Enhanced Cyan Photoluminescence and Stability of CsPbBr3 Quantum Dots Via Surface Engineering for White Light‐Emitting Diodes

Abstract The emission of cyan light (470‐500 nm) plays a vital role in the visible light spectrum and is essential for applications such as lighting, displays, and optical communication. Inorganic cesium lead bromide perovskite quantum dots (CsPbBr 3 PQDs) have made significant progress in the field of luminescence materials and devices, however, the lack of techniques to obtain highly emissive and stable cyan‐emitting CsPbBr 3 PQDs has limited their device applications. Here, it is demonstrated that the complete surface passivation by treatment of didodecyldimethylammonium bromide (DDAB) and lead bromide, which can enhance the photoluminescence and stability of cyan emitting CsPbBr 3 PQDs.
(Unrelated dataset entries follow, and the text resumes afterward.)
Issue #345, opened 2020-06-04
Slightly annoying insert-mode activation when using org-mu4e-compose-mode


dakling:
`evil-collection` currently sets the initial evil state for `mu4e-compose-mode` to `'insert`, which generally of course makes a lot of sense. However, there is an edge case where this leads to an annoying behaviour, namely when using `org-mu4e`. `org-mu4e` allows writing html mails from emacs, and it works by enabling `org-mode` when in the message body, and `mu4e-compose-mode` when in the message header. With the current configuration, this obviously puts one into insert mode when moving from the message body to the message header, which is quite annoying.

I have a couple of ideas how to fix this:
1. set the initial evil state for `mu4e-compose-mode` to `'normal`, but add a `mu4e-compose-pre-hook` that enters insert state (feels like a hack, but would be the simplest solution)
2. perhaps a bit cleaner, but requiring more code:
```
(defun evil-collection-mu4e-org-set-header-to-normal-mode ()
  (evil-set-initial-state 'mu4e-compose-mode 'normal))

(defun evil-collection-mu4e-org-set-header-to-insert-mode ()
  (evil-set-initial-state 'mu4e-compose-mode 'insert))

    (add-hook 'org-mode-hook
              #'evil-collection-mu4e-org-set-header-to-normal-mode)
    (add-hook 'mu4e-compose-pre-hook
              #'evil-collection-mu4e-org-set-header-to-insert-mode)
```

Let me know what you think - if you like the general idea, I'll create a PR. Thanks!

Ambrevar:
I don't use mu4e but if the above works for you, it makes sense to me.
Please send a PR :)

PR #346, opened 2020-06-05
fix insert state activation issue in org-mu4e

dakling:
see  #345


Ambrevar:
The hooks should be run in the setup function.  See other uses of `add-hook` in other Evil Collection bindings.

Ambrevar:
Thanks!

PR #8, opened 2017-09-27
wildcard intents in stories

ricwo:
**Proposed changes**:
- wildcard intents beginning with `* NOT`
- training data are generated for all other intents defined in the domain

example:
```
* NOT _gender[gender=answer]
```

- [] made PR ready for code review
- [ ] updated the changelog


tmbo:
I think we'll not include this for now.

PR #10, opened 2017-10-06
fixed tracker restart history issues

tmbo:
**Proposed changes**:
- previously for every loading of a persisted dialogue more `action_listen` events got appended after a restart leading to a messed up feature history - fixed that

- [x] updated the changelog


ricwo:
`tracker.events` can now be `None`, which isn't yet accounted for in other places. But otherwise this fixes it

We can either write a an `ActionExecuted(ActionListen())` in the tracker as a first event after a reset (ignoring all others), or  catch `events is None` everywhere else

PR #28, opened 2017-10-14
Enable loading of inherited Agent classes

pawni:
Currently the Agent class can only load instances of itself and not from inherited classes. The `load` function should return `cls(..)` and not `Agent(..)` to enable this.

**Proposed changes**:
- Change return of `Agent.load` from `Agent(..)` to `cls(..)`

- [ ] updated the changelog


amn41:
looks good to me! once tests pass feel free to merge

PR #31, opened 2017-10-16
 add _save_tracker in 'else' block for the event_restart and event_action_listen

ahand520:
refer  https://github.com/RasaHQ/rasa_core/issues/30

 for event restart and event action_listen

**Proposed changes**:
- 

- [ ] updated the changelog

### DIFF
--- a/rasa_core/processor.py
+++ b/rasa_core/processor.py
@@ -121,13 +121,15 @@ class MessageProcessor(object):
         self._log_action_on_tracker(tracker, executed_action, events)
         if self._should_predict_another_action(executed_action, events):
             action = self._get_next_action(tracker)
+            # save tracker state to continue conversation from this state    
+            self._save_tracker(tracker)
             return {"next_action": action.name(),
                     "tracker": tracker.current_state()}
         else:
+            self._save_tracker(tracker)
             return {"next_action": None,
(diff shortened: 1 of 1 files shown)


rasa_core/processor.py
```diff
@@ -121,14 +121,13 @@ def continue_message_handling(self, sender_id, executed_action, events):
...
             action = self._get_next_action(tracker)
-            # save tracker state to continue conversation from this state
-            self._save_tracker(tracker)
             return {"next_action": action.name(),
                     "tracker": tracker.current_state()}
         else:
             return {"next_action": None,
                     "tracker": tracker.current_state()}
-
+        # save tracker state to continue conversation from this state
```
tmbo: Since this after the `return`s of all the branches, this will never be executed. I don't see why you moved it there.

ahand520: Oh, It's my miss, I would like to add _save_tracker in 'else' block for the event_restart and event_action_listen, I have a new commit, Sorry.

tmbo:
Thanks for providing this contribution, but I don't think that issue still exists. I think that should be fixed by https://github.com/RasaHQ/rasa_core/pull/43/commits/31f8265d7e472c13e002f7735b644c28318f5fd7

PR #32, opened 2017-10-16
Modify examples: 1. path problems, 2. each example becomes independent

fakesecret:
**Issues**: 
- we can only run examples when "pwd" is ...PATH.../rasa_core/; if not, almost all python scripts within *rasa_core/examples* raise errors because relative paths are used and they cannot be found (for example, *examples/concerts/run.py*).
- some example folders are not independent, such as "fake_user", because (1) some data files are not located in the example folder; (2) python modules within an example are imported from rasa-core directly

**Proposed changes**:
- os.path.abspath((os.path.dirname(__file__))) is used to always correctly locate required files for each example
- Some required files which were not located in the example folder, are now copied into the example folder, such as *fake_user/data/babi_task5_fu_rasa_fewer_actions.md*
- some modules become project modules rather than rasa-core modules, ex: **from examples.concerts.policy import ConcertPolicy** to **from concerts.policy import ConcertPolicy**

As a result, users can make a copy of any example folder, to learn or to begin a project with.

- [ ] updated the changelog


tmbo:
This is a very valuable insight and fix. Unfortunately, we were already in the midst of changing the examples. We cleaned them up and moved them around and updated the documentation, so I am afraid we can not directly apply this PR anymore.

Do you mind testing if the current setup solves that problem? Otherwise it would be great if you could apply the changes to the current master.

tmbo:
Although, I think this is very valuable, I think there are to many conflicts due to the large changes in the examples. I will close this one, but I'd be very happy if you take a look at the examples again.

PR #43, opened 2017-10-21
Minor fixes

tmbo:
**Proposed changes**:
- a  couple of minor style fixes
- fix http bug (wrong state if action listen is not confirmed by api user) #42 
- small dropout in keras model to make it overfit a bit less

- [x] updated the changelog

### DIFF
--- a/rasa_core/policies/keras_policy.py
+++ b/rasa_core/policies/keras_policy.py
@@ -70,7 +70,7 @@ class KerasPolicy(Policy):
         # Build Model
         model = Sequential()
         model.add(Masking(-1, batch_input_shape=batch_shape))
-        model.add(LSTM(n_hidden, batch_input_shape=batch_shape))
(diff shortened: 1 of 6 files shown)


rasa_core/policies/keras_policy.py
```diff
@@ -70,7 +70,7 @@ def _build_model(self, num_features, num_actions, max_history_len):
         # Build Model
         model = Sequential()
         model.add(Masking(-1, batch_input_shape=batch_shape))
-        model.add(LSTM(n_hidden, batch_input_shape=batch_shape))
+        model.add(LSTM(n_hidden, batch_input_shape=batch_shape, dropout=0.2))
```
amn41: please double check whether this means "keep 20%" or "drop 20%" - varies between DL frameworks

tmbo: that is the fraction to drop

PR #45, opened 2017-10-21
'run' script for easy model running

tmbo:
**Proposed changes**:
- small script to load a trained dialogue model with a nlu model to run a bot listening on an input channel (currently cmdline or facebook)

- [x] updated the changelog


tmbo:
will be the basis for a rewrite & simplification of parts of the docs (e.g. we can now do a way simpler hello world that doesn't need any python coding other than for custom actions)

PR #44, opened 2017-10-21
allow templates to contain buttons

tmbo:
**Proposed changes**:
- allows to specify buttons & images in utter templates:
```yml
templates:
  utter_greeting:
  - text: "Hey! How are you?"
    buttons:
    - title: "great"
      payload: "great"
    - title: "super sad"
      payload: "super sad"
  utter_cheer_up:
  - text: "Here is something to cheer you up:"
    image: "https://cdn77.eatliver.com/wp-content/uploads/2017/10/trump-frog.jpg"

```
**Status (please check what you already did)**:
- [x] made PR ready for code review
- [x] added some tests for the functionality
- [x] updated the documentation
- [x] updated the changelog

PR #51, opened 2017-10-23
Domain validation

tmbo:
**Proposed changes**:
- validates the domain yaml file and raises an exception if the file has an improper format (prevents strange errors if e.g. the utterance templates are an array instead of a map)

- [x] updated the changelog

### DIFF
--- a/rasa_core/dispatcher.py
+++ b/rasa_core/dispatcher.py
@@ -44,11 +44,12 @@ class Dispatcher(object):
         if message.get("buttons"):
             self.utter_button_message(message.get("text"),
                                       message.get("buttons"))
-        elif message.get("image"):
-            self.utter_message(message.get("text"))
-            self.utter_attachment(message.get("image"))
         else:
             self.utter_message(message.get("text"))
+
+        # if there is an image we handle it separately as an attachment
+        if message.get("image"):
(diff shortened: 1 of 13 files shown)


rasa_core/dispatcher.py
```diff
@@ -37,12 +37,25 @@ def __init__(self, sender, output_channel, domain):
...
+        # type: (Dict[Text, Any]) -> None
         """Send a message to the client."""
 
+        if message.get("buttons"):
+            self.utter_button_message(message.get("text"),
+                                      message.get("buttons"))
+        elif message.get("image"):
+            self.utter_message(message.get("text"))
+            self.utter_attachment(message.get("image"))
+        else:
```
akelad: what if the user specifies both buttons and an image?

tmbo: very good point :+1:

tmbo:
@akelad btw. this PR includes #44 so if you reviewed this one, you can skip the other one

znat:
This breaks something for me: 
When I run a training, `TemplateDomain` looks for`domain_schema.yml` in the current execution path, not the rasa_core path and can't find it. Any idea how to come around that?

tmbo:
@znat that should be fixed in the latest master

PR #52, opened 2017-10-23
Allow to use the train script to start the simple online learning mode on cmd

tmbo:
**Proposed changes**:
- allows to use the `train.py` script to start online learning using the `--online` flag

- [ ] updated the changelog

### DIFF
--- a/rasa_core/train.py
+++ b/rasa_core/train.py
@@ -5,9 +5,12 @@ from __future__ import unicode_literals
 
 import argparse
 import logging
+
 from builtins import str
 
 from rasa_core.agent import Agent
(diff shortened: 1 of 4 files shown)


rasa_core/train.py
```diff
@@ -47,21 +55,37 @@ def create_argument_parser():
             default=20,
             help="number of training samples to put into one training batch")
     parser.add_argument(
+            '--online',
```
akelad: if there's a short option for --nlu and --verbose, should there not also be one for --online? e.g -o ?

tmbo: `-o` is already used for `output` in other scripts of Rasa, so to keep it consistent I'd avoid a short letter

PR #57, opened 2017-10-27
Fix interpreter format doc

drfb:
**Proposed changes**:

Fix documentation for Interpreter's return format. **intent** should be a dictionary containing **name** and **confidence**. In the current documentation, the example **intent** provided is a string that will cause `AttributeError: 'str' object has no attribute 'get'` error.

**Status**:


tmbo:
good point :+1: thanks for fixing that.

we are currently putting a contributors agreement in place to make sure everything is sound from a legal perspective. I'll get back to you at the end of the week

tmbo:
in the meantime - can you please merge the `master` branch into your branch (or rebase on the most recent version)?

drfb:
I messed it up. Sorry. I created a new PR. #64

PR #64, opened 2017-11-02
Fix interpreter doc format

drfb:
**Proposed changes**:

Fix documentation for Interpreter's return format. **intent** should be a dictionary containing **name** and **confidence**. In the current documentation, the example **intent** provided is a string that will cause `AttributeError: 'str' object has no attribute 'get'` error.

**Status**:

### DIFF
--- a/docs/interpreters.rst
+++ b/docs/interpreters.rst
@@ -18,7 +18,10 @@ which has a method ``parse(message)`` which takes a single string argument and r
 
     {
       "text": "show me chinese restaurants",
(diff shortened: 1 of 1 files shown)


tmbo:
Good point :+1: Would you mind signing the contributor agreement so we can get this merged? https://cla-assistant.io/RasaHQ/rasa_core

drfb:
signed

tmbo:
Great, thanks a lot :rocket:

PR #74, opened 2017-11-06
Fix bug in ProbabilisticFeaturizer encoding.

benjamin-work:
**Proposed changes**:
Previously, calling `.encode` with intent features would result in an
error because `.values()` was called when `.(iter)items()` was
required. Furthermore, there was no point in treating intent features
differently.

Additionally, fix docstring and add unit test.


benjamin-work:
Note: It should be considered to use `six.iteritems(active_features)` instead of `active_features.items()`, since the latter does not do the same thing in Python 2 and Python 3.

tmbo:
Looking good, can you please make sure to sign the CLA (https://cla-assistant.io/RasaHQ/rasa_core)  so I can get this merged :+1:

Issue #58, opened 2020-05-29
Convert CI/CD to GitHub Actions


tarkatronic:
## Is your feature request related to a problem? Please describe.

We currently use TravisCI for our builds. It's got a whole host of problems; far too many to go into right now. Suffice to say, we don't want to use it anymore.

## Describe the solution you'd like

All of the current functionality performed by Travis should be replicated by GitHub Actions. As an added bonus, we may be able to get the individual tests steps (different tox environments) listed as separate build checks, making it easier to discover exactly what failed.

## Describe alternatives you've considered

We've looked at CircleCI, but it's had its own set of problems with reliability, and recently on asherah we've had issue with visibility of builds. Plus, GitHub Actions is built right in here, and works *super* well.

## Teachability, Documentation, Adoption, Migration Strategy

Very little should need to be changed in the docs for this. In fact, I'm not sure our CI/CD pipeline is documented at all right now. But we can leave that for another issue...

janerikcarlsen:
Happy to take this on

PR #59, opened 2020-08-07
Convert CI/CD from TravisCI to GitHub Actions

janerikcarlsen:
This PR addresses https://github.com/godaddy/tartufo/issues/58 to convert the build and publish process away from TravisCI over to GitHub Actions. 

There are two workflows added: 
- `ci`
- `publish`

The `ci` workflow triggers on any commit (all branches and forks) and runs tests using tox for python versions `3.5`, `3.6`, `3.7`, `3.8` and `pypy3`. For `3.7` it also runs `black`, `mypy`, `pylint`, `vulture`, and `docs`.
The workflow needs the following secrets created in the repository: 
- `CODECOV_TOKEN` - A token is needed to upload coverage data to codecov. Previously this token might not have been needed, as TravisCI seems to have handled this integration for us (See `codecov --help` for context). Codecov is only uploaded for `python 3.7`

The `publish` workflow is triggered only when a new release is published (not for pre-releases). It will then package using Poetry and upload to PyPi using `poetry publish` as before. The workflow will then build the docker image and publish this to `godaddy/tartufo` in Docker Hub. 
The workflow needs the following Secrets created in the repository: 
- `DOCKER_USERNAME`  - Username with privileges to upload to `godaddy/tartufo` in DockerHub
- `DOCKER_PASSWORD` - Password or API Token for the user with privileges to upload to  `godaddy/tartufo in DockerHub
- `PYPI_TOKEN` - API Token with privileges to publish new versions of `tartufo` in PyPi.


.github/workflows/ci.yml
```diff
@@ -0,0 +1,24 @@
+name: ci
+
+on: push
```
tarkatronic: This doesn't seem to be working right to trigger the build. These should have caused the action(s) to run on this PR.

I think you're going to want something more like this: https://github.com/Facet-MUD-Project/facetjs/blob/master/.github/workflows/node.js.yml#L6-L10

.github/workflows/ci.yml
```diff
@@ -0,0 +1,24 @@
...
+
+jobs:
+  tox:
+    runs-on: ubuntu-latest
+    strategy:
+      matrix:
+        python-version: [3.5, 3.6, 3.7, 3.8, pypy3]
+    steps:
+    - uses: actions/checkout@592cf69
```
tarkatronic, line 12: Why this specific hash? Magic numbers/identifiers like this make me nervous. Can we just use `@v2`?

.github/workflows/ci.yml
```diff
@@ -0,0 +1,24 @@
...
+jobs:
+  tox:
+    runs-on: ubuntu-latest
+    strategy:
+      matrix:
+        python-version: [3.5, 3.6, 3.7, 3.8, pypy3]
+    steps:
+    - uses: actions/checkout@592cf69 
+    - name: Set up Python ${{ matrix.python-version }}
+      uses: actions/setup-python@0c28554
```
tarkatronic, line 14: Ditto the above. I would much rather use a tagged version.

.github/workflows/publish.yml
```diff
@@ -0,0 +1,32 @@
+name: publish
+
+on:
+  release:
+    types: [created] # Trigger when release is created
```
tarkatronic: Are you sure this is only for when a release is created? Or would this also trigger for other types of "creation" like branch, tag, etc?

.github/workflows/publish.yml
```diff
@@ -0,0 +1,32 @@
...
+
+jobs:
+  publish:
+    runs-on: ubuntu-latest
+    steps:
+    - uses: actions/checkout@592cf69 
+    - name: Set up Python 3.7
+      uses: actions/setup-python@0c28554
```
tarkatronic, line 13: Ditto on the versions here

.github/workflows/publish.yml
```diff
@@ -0,0 +1,32 @@
...
+      with:
+        python-version: 3.7
+    - name: Install dependencies
+      run:  |
+        pip install --upgrade pip
+        pip install --upgrade poetry
+    - name: Package and publish with Poetry
+      run: |
+        poetry config pypi-token.pypi $PYPI_TOKEN
+        poetry publish --build
```
tarkatronic: Why `--build`?

tarkatronic (changes requested):
Just a few things here. Looking good so far! Thanks for doing this works, @janerikcarlsen!

.github/workflows/ci.yml
decompil3d: Our policy for 3rd party actions is to target a specific SHA to avoid a tag poisoning attack.

decompil3d (approved):

.github/workflows/publish.yml
janerikcarlsen: According to https://docs.github.com/en/actions/reference/events-that-trigger-workflows#release this should only fire when release actions happen. However I changed the action from `created` to `published` to avoid pre-releases being published.

.github/workflows/publish.yml
janerikcarlsen: I needed `--build` to publish to an alternative registry when testing, removed it from the workflow

.github/workflows/ci.yml
janerikcarlsen: I believe this is expected behavior when creating a PR from a fork - a `pull_request` event is being submitted, and the workflow in the base repo (`godaddy/tartufo`) is ran if it has a matching `on:` statement. Since there are no GitHub Action workflows defined yet in `godaddy/tartufo`, nothing is ran, in line with https://docs.github.com/en/actions/reference/events-that-trigger-workflows#pull-request-events-for-forked-repositories

I added `pull_request` along with the push event, so that in the future, PR's will get built using the base repository workflow.

mxhenry-godaddy (approved):

tarkatronic (approved):

tarkatronic:
@janerikcarlsen Everything built clean! Thanks for the work on this!
https://github.com/godaddy/tartufo/actions/runs/204374277

PR #61, opened 2020-08-13
Improved exclusions

### LINKED ISSUE #2: Whitelist needs more granularity
ISBAT: define down to the line and column of the file whether to ignore a violation. Current implementation of ignoring an entire file is too broad.

tarkatronic:
Fixes #2 

This introduces a few changes and improvements.

First!
Each detected string now has a "signature", generated as a hash of the string itself and the file it is in. So the output on the command line for an issue now looks like:
Screen Shot 2020-08-13 at 4 53 50 PM
Note the line:
```
Signature: 2a3cb329b81351e357b09f1b97323ff726e72bd5ff8427c9295e6ef68226e1d1
```

Second!
These "signatures" can be excluded from the scan result!
On the command line:
```
$ tartufo -a 2a3cb329b81351e357b09f1b97323ff726e72bd5ff8427c9295e6ef68226e1d1
```
Or in the config file!
```toml
[tool.tartufo]
allow-signatures = [
  "2a3cb329b81351e357b09f1b97323ff726e72bd5ff8427c9295e6ef68226e1d1",
]
```

Third!
You may notice more "issues", or matches, when running tartufo now. This is because they are no longer grouped by file. So every matched string is reported as a separate issue. This was necessary to get the signatures properly generated and reported in any kind of friendly manner.

And.... that's about it, I think.


tarkatronic:
Reviewers may notice that the `pyproject.toml` file got slightly rearranged. Apparently VSCode now has a TOML prettifier, and it magically alphabetized everything for me! So don't freak out too much. That's going to be the majority of the changes there. Aside from all the signatures I added to let the self-run pass.

tartufo/scanner.py
```diff
@@ -90,17 +92,26 @@ def file_path(self) -> Optional[str]:
             return self.diff.b_path
         return self.diff.a_path
 
+    @property
+    def signature(self) -> Optional[str]:
+        if self.file_path:
+            return generate_signature(self.matched_string, self.file_path)
+        return None
```
bitcathedrals, line 99: If this error happens I think a fundamental assumption is broken.

better to throw an exception than smuggle a null up the call chain.

bitcathedrals (approved):
The changes look good. In particular the use of empty lists instead of nulls simplified the code. My one comment is a nit.

The docs are seriously broken as you know. They are especially vital since you use a non-standard package manager.

I reviewed the code manually, and I built the code, and ran the full test suite with no errors. Tox rated the code 10/10. I dont have integration tests so black box testing was not performed.

tartufo/scanner.py
tarkatronic: Yeah, that kept going through my head as I was working on this code. I think the path toward 2.0 is going to involve a lot of cleanup of issues like this. There really should always be a file path. I just want to be able to trace through the code and confidently say that before I write methods like this without that extra check, just in case.

tarkatronic:
I can definitely see how the docs are a bit confusing right now. I think partly that may be just that the branching strategy is not entirely ideal. And in moving toward 2.0 we've changed so very much. The particular problem you ran into, trying to get instructions to set up a build environment, is due to the fact that https://tartufo.readthedocs.io/ defaults to the "stable" docs branch, which is built from our 1.x branch. I think this is the right choice for now, since most users will be on those versions. Unfortunately this means that you have to manually switch over to the "master" version of the docs to get the up-to-date development instructions. And that is not at all obvious or intuitive. I'll put some thought into how to improve this experience.

mxhenry-godaddy (approved):

docs/source/configuration.rst
```diff
@@ -55,6 +55,13 @@ line switch, as seen here:
                                      (default), no Git object paths are excluded
                                      unless effectively excluded via the
                                      --include-paths option.
+     -a, --allow-signatures TEXT     Specify signatures of matches that you
+                                     explicitly want to allow, and mark as okay.
+                                     These signatures are generated during the
+                                     scan process, and reported out with each
+                                     individual match. This option can be
+                                     specified multiple times, to allow as many
+                                     signatures as you would like.
```
beardedeagle: Maybe a nitpick, but `allow-signatures` is somewhat ambiguous to me. `exclude-signatures` would be more explicit, IMO. Otherwise, beyond what was mentioned, looks good to me.

beardedeagle (approved):

docs/source/configuration.rst
tarkatronic: I'd have no problem renaming this if there's a consensus. `allow-signatures` is what we settled on in discussions on #2. Any thoughts here @rscottbailey or @decompil3d ?

decompil3d: Sure, `exclude-signatures` seems fine to me.

rscottbailey: I'm fine with `exclude-signatures` as well.

PR #64, opened 2020-08-16
move type annotations out of comments, bump minimum python version, c…

### LINKED ISSUE #62: Remove support for Python 3.5
Python 3.5 is about to hit EOL.
Python 3.6 is better and generally available.
We already enforce >= 3.6 for `aws-okta-processor`.
Python 3.6 has the shiny happy new dictionary implementation.
Python 3.6 has `blake2` built in, so one fewer external dependency.
Python 3.6 has class variable annotations. We can stop using the comments for type annotations. Yay!

Let's do this.

voldemortensen:
…loses #62

### DIFF
--- a/.github/workflows/ci.yml
+++ b/.github/workflows/ci.yml
@@ -27,4 +27,3 @@ jobs:
       uses: codecov/codecov-action@v1
       with:
         file: ./coverage.xml
-        token: ${{ secrets.CODECOV_TOKEN }}
--- a/.github/workflows/ci.yml
+++ b/.github/workflows/ci.yml
@@ -21,9 +21,9 @@ jobs:
     - name: Install dependencies
       run:  pip install poetry tox codecov tox-gh-actions
     - name: Run tox environments
-      run: tox -- --cov --cov-append --cov-report=xml
+      run: tox
     - name: Run codecov
       if: matrix.python-version == '3.7'
       uses: codecov/codecov-action@v1
       with:
-        file: ./coverage.xml
+        file: ./.coverage
--- a/.github/workflows/ci.yml
+++ b/.github/workflows/ci.yml
@@ -11,7 +11,7 @@ jobs:
     runs-on: ubuntu-latest
     strategy:
       matrix:
-        python-version: [3.5, 3.6, 3.7, 3.8, pypy3]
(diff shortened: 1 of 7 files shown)


tarkatronic:
Hey @voldemortensen, thanks for this work; I'm a little jealous you're getting to do this! 😄 This looks amazing and I'm excited to see this go through. I am hoping to wait until #61 is merged before doing this, because it will also allow the removal of an extra dependency I had to add in there (`pyblake2`). Also of note is that the dependency for `black` can be fixed in this PR. Since we will not be supporting Python < 3.6, we no longer have to specify installing that only on >= 3.6!

tarkatronic:
@voldemortensen You've also exposed a shortcoming in the current CI workflow. I know this is unrelated to this particular branch, but would you mind fixing it up? Either here or in another branch would work. It looks like the coverage information never gets sent to Codecov, because you do not have access to the secrets in this repo. It should be possible to solve this by using the `codecov` action, rather than manually installing and running `codecov` like we currently do. You can see an example of how this works here: https://github.com/Facet-MUD-Project/facetjs/blob/master/.github/workflows/node.js.yml#L33-L36

You would just need to change the path to the actual coverage report file. :)

Thanks!

voldemortensen:
@tarkatronic this was a fun one! I'm in no hurry, so waiting for #61 is fine with me.

I've removed the black version restriction and moved over to the codecov action. I'm not sure way the codecov check hasn't passed since the file has been uploaded. Also, it looks like the repo settings are configured to expect the 3.5 test, so that will need to be updated.

tarkatronic:
It occurred to me, this morning, that I was being silly and my logic was completely backwards. This should absolutely go in before #61 so I never have to introduce that new dependency into the main branch. 😄

tarkatronic (changes requested):
This looks great! Just one last thing: If you can run `poetry update` to sync the `pyproject.toml` with the `poetry.lock` file, we can get this merged!

voldemortensen:
@tarkatronic done!

tarkatronic:
@voldemortensen Perfect, thank you! 🙌  I'm not sure what's with the codecov integration not reporting right as a status update... but I'm going to call this good anyhow.

tarkatronic (approved):

Issue #39, opened 2020-01-17
Split functionality into sub-commands?


tarkatronic:
## Is your feature request related to a problem? Please describe.

This results from some thoughts I've had on a few issues:

1. The difference between specifying `git_url` and `--repo-path` is nebulous at best. Especially since you can specify a filesystem path as `git_url`, and it will just re-clone that to a temporary directory.
2. Neither of those options applies when using `--pre-commit`.
3. We've talked, in #23, about integrating the `searchOrg` functionality into core, as opposed to a hacky script. Adding another `--github-org-url` is... not great.

## Describe the solution you'd like

The main solution I have come up with is to use sub-commands. So then we would end up with, for example:

```sh
$ tartufo scan-remote <git url>
$ tartufo scan-local <filesystem path>
$ tartufo pre-commit
$ tartufo scan-github-org
```

Most options would stay top-level/global, so available to all commands. So you would specify for example:

```sh
$ tartufo --regex --entropy --json scan-local ./my/awesome/repo
```

## Describe alternatives you've considered

The only alternative I can think is to split this into multiple commands... which kinda sucks.

## Teachability, Documentation, Adoption, Migration Strategy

In particular, the photoluminescence quantum yield of CsPbBr 3 QDs can be greatly improved from 10.5% to 83.8%. Through an effective PMMA passivation, the obtained stable and bright CsPbBr 3 PQDs composite films as the cyan color converters can effectively emit the cyan light to fill the “cyan gap” of white light‐emitting diode (WLED). The color rendering index value of such WLED is remarkably enhanced from 73.6 to 82.5. This study paves the way for the application of PQD color converters in the next generation of full‐visible‐spectrum WLED lighting.